If I had to use just one light for inside around the house at night and outdoors on the acreage, the Liteflux LF3XT would be the one. Thus, I have really come to appreciate the value of such a versatile, simple, wide range light which has a luscious soft beam, a bright hot spot, and a bright and very useable spill, like the LF3XT. This light is not my brightest, not my throwiest, not my floodiest, but what a beautiful and useable beam it has and such a wide range of brightness. No, brightness isn't everything. But a versatile output range, a nice UI, and a great beam will get you close.


----------



## Zeruel (Mar 10, 2009)

DHart said:


>



I'm soooo tempted to dehorn mine too.... :naughty:


----------



## firefly99 (Mar 10, 2009)

325addict said:


> @ firefly99: I'm already looking at an E1L. This one has a very nice low with only 3 Lumens, and a GRRRRREAT runtime indeed! 48 hours on low, and still 8,5 hours on the high setting of 45 Lumens. This really is TOP-usability. Thank you, Surefire, for making such a light.... eventually I'll own it.
> Also, incans are not dead. Not even near-dead for me! In fact, most flashlights I buy are of that species. LEDs still don't give the satisfaction I find in good incans. Next buy will be an E1e or an A2...
> 
> 
> Timmo.


hi 325addict, my previous post is about agreeing with carrot's statement and we had a similar experience (blinding ourselves trying to read small text). 

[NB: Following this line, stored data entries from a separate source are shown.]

Issue #5514, opened 2018-08-20
Perf regression caused by #5474


msullivan:
It looks likes #5474 caused a perf regression to the tune of 5% on a self check and in our internal repos.

@ilevkivskyi said he had an idea for fixing

PR #5604, opened 2018-09-11
Fix small regression in subtype cache performance

ilevkivskyi:
Fixes https://github.com/python/mypy/issues/5514

The root cause is that https://github.com/python/mypy/pull/5474 added `type_parameter_checker` (a function) as one of the keys of subtype kinds. This function is a nested one, so in fact a _new_ function was created on every call to `is_subtype_ignoring_tvars()` causing many thousands parasitic keys created in subtype caches. In addition there are two smaller things listed below.

The performance win is around 5%
This PR:
* Moves the mentioned function to global scope, this causes only 6 subtype kinds present during self-check.
* Prevents similar regressions in future by switching only boolean flags as subtype kind keys.
* Removes two one liners that stay in a very hot code path (cache lookup is hit 140K times during self-check).
* Avoids creation of empty sets on cache look-up, create them only when writing to cache.

### DIFF
--- a/mypy/subtypes.py
+++ b/mypy/subtypes.py
@@ -35,16 +35,21 @@ TypeParameterChecker = Callable[[Type, Type, int], bool]
 
 def check_type_parameter(lefta: Type, righta: Type, variance: int) -> bool:
     if variance == COVARIANT:
-        return is_subtype(lefta, righta, check_type_parameter)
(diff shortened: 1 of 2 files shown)


ilevkivskyi:
I will cherry-pick this into release branch after merging.

PR #5617, opened 2018-09-13
Allow assignment to an empty tuple

### LINKED ISSUE #5594: Can't assign to ()
Mypy incorrectly complains about assignments to `()`. The simplest example of this is
```python
() = []
```
This code executes without a problem, but mypy says `error: can't assign to ()`

A more real world use case might be code like this
```python
(a, b), () = [[1, 2], []]
```
In this case the assignment to `()` is a concise way of asserting that the second list is empty.

`error: can't assign to ()`
No type checking errors
A build from the latest commit as of writing this, 614090b7
* What are the mypy flags you are using?
No flags

If this is a change you decide would be good then I believe it could be implemented by removing the  the check on line 1930 of `mypy/semanal.py` and updating the tests.

tyehle:
Fixes #5594. Simply removes the check in the semantic analyzer. I made a best guess on what to do about the tests.


test-data/unit/semanal-errors.test
```diff
@@ -373,11 +373,6 @@ main:1: error: can't assign to literal
 [out]
 main:1: error: can't assign to literal
 
-[case testInvalidLvalues5]
```
JelleZijlstra: Shouldn't this still be an error saying `1 is not iterable` or similar?

Also, I would like to see a new test that does things like `() = []` or `a, () = list()` and asserts that there are no errors.

test-data/unit/semanal-basic.test
```diff
@@ -47,6 +47,14 @@ MypyFile:1(
       NameExpr(f [__main__.f])
       Args())))
 
+[case testAssignEmptyTuple]
```
JelleZijlstra: Not sure we need this test; these tests that print out internal data structures are harder to maintain and harder to map to user-visible behavior.

tyehle:
Hmm. I did some more tests, and it looks like `() = []` produces a syntax error all the way up through python 3.5. Is I'm not sure how to write tests that check for different behavior on different versions of python. Is this even possible?

JelleZijlstra:
You can pass mypy's `--python-version` flag in the test by putting `# flags: --python-version 3.6` as the first line.

msullivan:
@tyehle do you think you'll have a chance to return to this?

tyehle:
@msullivan I forgot about this. I think I'll take another crack at it :)

tyehle:
I can't figure out how to make these two tests pass

```
() = 1  # E: 'builtins.int' object is not iterable
```
I don't know what is required to make the tests realize that `int` isn't an instance of `Iterable`. It throws `KeyError: 'typing'` which I suspected was related to the way the tests know about the typing module, or possibly the fact that the function `type_is_iterable` is checking `is_subtype(type, self.named_generic_type('typing.Iterable', ...`.

```
# flags: --python-version 3.5
() = []  # E: can't assign to ()
```
The test passing with python 3.5 makes sense because I removed that check. I'm honestly not sure why it correctly produces an error when given `--python-version 2.7`.

msullivan:
Sorry, I missed your comments here and dropped this.

When does it throw `KeyError: 'typing'`? If you try to run that test after your change?

tyehle:
Yeah it throws `KeyError: 'typing'` after the change. I would expect it to throw an error complaining that ints aren't iterable instead.

msullivan:
I apologize that I took a year and a half to look at this again. Adding a `builtins` helped with the stupid typing thing. We run a lot of tests in a pretty broken mypy environment for speed, unfortunately. I moved the tests back into an existing file.

Thanks.

PR #5623, opened 2018-09-16
Add Final annotations to mypy code itself

ilevkivskyi:
This adds `Final` annotations to most module-level and class-level names I have found. Some of these are important to get performance boost after compiling with mypyc, other are just added for completeness. This PR also makes two runtime changes:
* `TypeOfAny` switched from an enum to using small integer constants, this is important for performance
* `binder.BindableTypes` is now inlined in two `isinstance()` checks. I first made it `Final`, but then realised that it will be much more efficient to just inline it, since these `isinstance()` checks are in a hot code path.

Note: after a new version of `typing_extensions` is released on PyPI we can skip all the `if MYPY: ...` checks.

The corresponding mypyc PR is https://github.com/JukkaL/mypyc/pull/439

### DIFF
--- a/mypy/binder.py
+++ b/mypy/binder.py
@@ -4,7 +4,7 @@ from collections import defaultdict
 
 MYPY = False
 if MYPY:
-    from typing import DefaultDict, Final
+    from typing import DefaultDict
 
 from mypy.types import Type, AnyType, PartialType, UnionType, TypeOfAny
 from mypy.subtypes import is_subtype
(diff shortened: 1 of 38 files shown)


ilevkivskyi:
> Could you try adding `Final` to `_dummy` in `types.py` also? I think that could give a solid win

Oh yes, thanks, I completely forgot about this one.

Also everyone please suggest anything here if you see some of your favorite class and module final names are missing.

ilevkivskyi:
> I think that could give a solid win

Oh yes, another 50ms, which is amazing for a single constant.

JukkaL:
What about `mypy.nodes.op_methods` (and the various things that immediately follow)?

msullivan:
> Oh yes, another 50ms, which is amazing for a single constant.

In my profiling, the hottest compiled function was `CallableType.copy_modified`, which references `_dummy` *32* times.

PR #5634, opened 2018-09-18
Refactor semantic analysis of assignment statements

JukkaL:
Split a monster function into several smaller functions. Merge some almost
repeated code into a helper method.

### DIFF
--- a/mypy/semanal.py
+++ b/mypy/semanal.py
@@ -1982,89 +1982,7 @@ class SemanticAnalyzerPass2(NodeVisitor[None],
                 overrides an existing name.
         """
         if isinstance(lval, NameExpr):
-            # Top-level definitions within some statements (at least while) are
-            # not handled in the first pass, so they have to be added now.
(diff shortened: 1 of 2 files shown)


mypy/semanal.py
```diff
@@ -2089,6 +2007,105 @@ def analyze_lvalue(self, lval: Lvalue, nested: bool = False,
...
+            lvalue.fullname = v._fullname
+        else:
+            lvalue.fullname = lvalue.name
+        return v
+
+    def make_name_lvalue_point_to_existing_def(
+            self,
+            lval: NameExpr,
+            explicit_type: bool,
+            final_cb: Optional[Callable[[bool], None]]) -> None:
```
ilevkivskyi: I know this is really minor, but I would add a docstring here (jus point to `analyze_lvalue` for args, like you did above).

ilevkivskyi: OK, this is not essential. I am going to merge this just to reduce number of open PRs

PR #5934, opened 2018-11-21
Add LiteralType and stub methods to type visitors

Michael0x2a:
This diff adds a 'LiteralType' class to types.py and adds a corresponding stub method to all of the type visitors.

Most of these stub methods just throw a 'NotImplementedError', though I did pencil in a few implementations that looked obvious.

The reason I'm doing this now instead of later is because I want to start by getting these kind of big, gross, multi-file changes out of the way early and try and have any subsequent pull requests be more focused.

I also want to formally confirm that the correct approach here *is* to create a new 'LiteralType' class before I start on the rest of the implementation work. (Other possible approaches would be to tack on some extra attribute to 'Instance', or make 'LiteralType' a subclass of 'Instance'.)

No tests, sorry. My plan is to work on modifying the parsing and semantic analysis steps next before returning back to these the unimplemented methods and add tests then -- here's the tracking issue for these TODOs: https://github.com/python/mypy/issues/5935

Tests shouldn't be necessary, in any case: everything I added just now is basically dead code.

### DIFF
--- a/mypy/types.py
+++ b/mypy/types.py
@@ -33,12 +33,15 @@ JsonDict = Dict[str, Any]
 # Literals can contain enum-values: we special-case those and
 # store the value as a string.
 #
+# TODO: confirm that we're happy with representing enums (and the
+# other types) in the manner described above.
+#
 # Note: this type also happens to correspond to types that can be
 # directly converted into JSON. The serialize/deserialize methods
 # of 'LiteralType' rely on this, as well 'server.astdiff.SnapshotTypeVisitor'
 # and 'types.TypeStrVisitor'. If we end up adding any non-JSON-serializable
 # types to this list, we should make sure to edit those methods to match.
-LiteralInnerExpr = Union[int, str, bool, None]
+LiteralValue = Union[int, str, bool, None]
 
 # If we only import type_visitor in the middle of the file, mypy
 # breaks, and if we do it at the top, it breaks at runtime because of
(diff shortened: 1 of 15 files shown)


mypy/types.py
```diff
@@ -27,6 +27,19 @@
 
 JsonDict = Dict[str, Any]
 
+# The set of all valid expressions that can currently be contained
```
JukkaL: Add `TODO` comments here about some things? At least enum support is probably not going to happen immediately, so maybe it should be as a `TODO` comment?

mypy/types.py
```diff
@@ -27,6 +27,19 @@
...
+# inside of a Literal[...].
+#
+# Literals can contain enum-values: we special-case those and
+# store the value as a string.
+#
+# Note: this type also happens to correspond to types that can be
```
JukkaL: This comment is very useful, thanks!

mypy/types.py
```diff
@@ -27,6 +27,19 @@
...
+# directly converted into JSON. The serialize/deserialize methods
+# of 'LiteralType' rely on this, as well 'server.astdiff.SnapshotTypeVisitor'
+# and 'types.TypeStrVisitor'. If we end up adding any non-JSON-serializable
+# types to this list, we should make sure to edit those methods to match.
+LiteralInnerExpr = Union[int, str, bool, None]
```
JukkaL: Would we need to be able to distinguish between `unicode` and `str` literals in Python 2? For example, the `open()` mode argument could well be a unicode literal if using `from __future__ import unicode_literals`.

A name like `LiteralValue` would perhaps be a bit more descriptive. The current name implies to me that this is an `Expression` object, which is not the case.

mypy/types.py
```diff
@@ -1240,6 +1253,43 @@ def zipall(self, right: 'TypedDictType') \
             yield (item_name, None, right_item_type)
 
 
+class LiteralType(Type):
+    __slots__ = ('value', 'fallback')
```
JukkaL: Add docstring or at least a `TODO` comment about documenting this.

mypy/types.py
```diff
@@ -1693,6 +1743,9 @@ def item_str(name: str, typ: str) -> str:
                 suffix = ', fallback={}'.format(t.fallback.accept(self))
         return 'TypedDict({}{}{})'.format(prefix, s, suffix)
 
+    def visit_literal_type(self, t: LiteralType) -> str:
+        return 'Literal[{}]'.format(t.value)
```
JukkaL: Maybe use `repr()` here so that string literals that contain unusual characters won't cause trouble. It would also match the source syntax.

JukkaL:
(Feel free to merge once the build is green.)

Issue #5942, opened 2018-11-23
Tabs replaced by '?' in HTML/XML reports


mthuurne:
When I generate an HTML or XML report with mypy, in the annotated code all tabs have been replaced by question marks. It is not just the web browser showing a question mark for an unknown character: there are literal question marks (ASCII 63) in the output.

The progress message says HTML reports are generated via XSLT, so I guess the HTML reports inherit this behavior from the XML reports.

I know that PEP8 states spaces should be used for new code, but it would be nice if mypy could be used on legacy code bases as well.

I'm using a mypy dev snapshot (0.650+) on Python 3.6.5.

mthuurne:
PR created: #5945

gvanrossum:
Thanks for the fix! (Next time put "Fixes #5942" in the commit message, instead of in the title.)

PR #5945, opened 2018-11-23
Preserve tabs when creating XML reports (#5942)

mthuurne:
Control characters are replaced with question marks, to avoid
outputting invalid XML. However, XML does allow tabs in content,
so make an exception for those.


mthuurne:
I added a tab in the test case you mentioned and changed the expected output accordingly.

PR #5965, opened 2018-11-28
Short-circuit `if` expression for always true/always false vars and MYPY/TYPE_CHECKING

### LINKED ISSUE #5963: Small bug: `if` expression doesn't short circuit for --always-false/--always-true
`if` expressions don't correctly short-circuit for variables that are set as "always true/false" constants with the `--always-false` and `--always-true` flags, even though they work for other "always true/false" conditions, like ones that use `sys.platform`.

Here's a test case:
```
# flags: --platform linux --always-false IS_THING
import sys

if sys.platform == 'darwin':
    darwin_only = 1

if sys.platform == 'darwin' and darwin_only:
    # This works because `sys.platform == 'darwin'` is inferred as `ALWAYS_FALSE`, and
    # that causes the short-circuit logic to run.
    pass

IS_THING = False

if IS_THING:
    thing_only = 1

if IS_THING and thing_only:
    # Blows up with the error `error: Name 'thing_only' is not defined` since
    # IS_THING is inferred as `MYPY_FALSE`, so the short-circuiting logic
    # doesn't run
    pass
```

The short-circuit logic is scattered throughout the codebase, but here's an [example](https://github.com/python/mypy/blob/3c311c24323d20bbf7e13084ba16bcb99e8934d7/mypy/semanal.py#L3074):

```
        if expr.op in ('and', 'or'):
            inferred = infer_condition_value(expr.left, self.options)
            if ((inferred == ALWAYS_FALSE and expr.op == 'and') or
                    (inferred == ALWAYS_TRUE and expr.op == 'or')):
                expr.right_unreachable = True
                return
            elif ((inferred == ALWAYS_TRUE and expr.op == 'and') or
                    (inferred == ALWAYS_FALSE and expr.op == 'or')):
                expr.right_always = True
```

Notice that it checks for ALWAYS_FALSE and ALWAYS_TRUE, but not MYPY_FALSE or MYPY_TRUE>

And the --always-true/false flags are translated to MYPY_TRUE/FALSE [here](https://github.com/python/mypy/blob/3c311c24323d20bbf7e13084ba16bcb99e8934d7/mypy/semanal.py#L3856).

There are two potential fixes:

1. Include two MYPY_TRUE/FALSE in all of the `if` short circuit checks.

I think that works, because even when using the MYPY variable directly, it's probably surprising that it doesn't short-circuit.

2. Use ALWAYS_TRUE/FALSE with the --always-true/false flags instead of MYPY_TRUE/FALSE.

The last paragraph of my previous post is more for general audience. Glad you come to this hobby with an open mind.

If you get the old L1 which has a low beam of 1.1 lumen for 90hours.

Cheers


----------



## firefly99 (Mar 10, 2009)

Riddick said:


> I still grab my 1.1 lumen older L1......
> 
> I freak'in love that 1.1 L1 probably one of the greatest production lights ever made



Agreed, this is one of the best light for emergency use because of the runtime of 90hours at 1.1lumens.

Pity they upgraded it.


----------



## Bimmerboy (Mar 10, 2009)

EngrPaul said:


> :sleepy:



LOL!... quite true.


----------



## Lightcrazycanuck (Mar 10, 2009)

carrot said:


> A recurring problem is that sometimes we mistake price for our expectations of brightness. If a light is expensive, and it is not maximum brightness, is it worth it? Why or why not? I always hear detractors talking about various lights being "way too dim for the price," and I will not name anything specific because I don't want the thread to go in that direction, but in terms of some of the very high end lights there are always going to be a few detractors who say that the light isn't worth it because it isn't cranking out 500 lumens OTF.
> 
> This really bothers me -- haven't we, as a group, learned more than that from experience? That lumens is not the only measure of worth of a flashlight?


 
The worth of a flashlight is when you turn it on it works.Period.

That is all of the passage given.